Use Spark/Databricks/EMR when:

You need to join or shuffle across multiple large datasets that don’t fit in memory on a single machine. (although, you could also consider using something like Polars in streaming mode)
Your processing requires iterative algorithms (e.g. ML training on huge datasets)
You actually have petabytes

For everything else, e.g. one-at-a-time ETL, media transcoding, document processing, report generation, data validation and so on - in my opinion a Fargate task is simpler, cheaper, and easier to debug.

Wrapping up

Start boring. Chances are you don’t need that much. You can always add more later if you need to. Fargate is an excellent choice.
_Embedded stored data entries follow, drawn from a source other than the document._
PR #510, opened 2023-05-13
Migrate Laika to `0.19`

danicheg:
As a matter of fact, I haven't tried to build any downstream project's microsite but building of `sbt-typelevel` microsite works well. It would be good if someone double-checks the results.

### DIFF
--- a/docs/site.md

Lambda also works, but then you need to consider the hard timeout limit of 15 minutes per execution, and it will also work out to be a bit more expensive. Most large public clouds have their own version of these, just with different names.

The best infrastructure is the stuff you don’t have to think about. I’ve built the pipeline described in this post multiple times. These pipelines have processed billions of records, transcoded lots of large media files, and the only time I ever need to look at it is when I get a Slack alert, which practically never happens.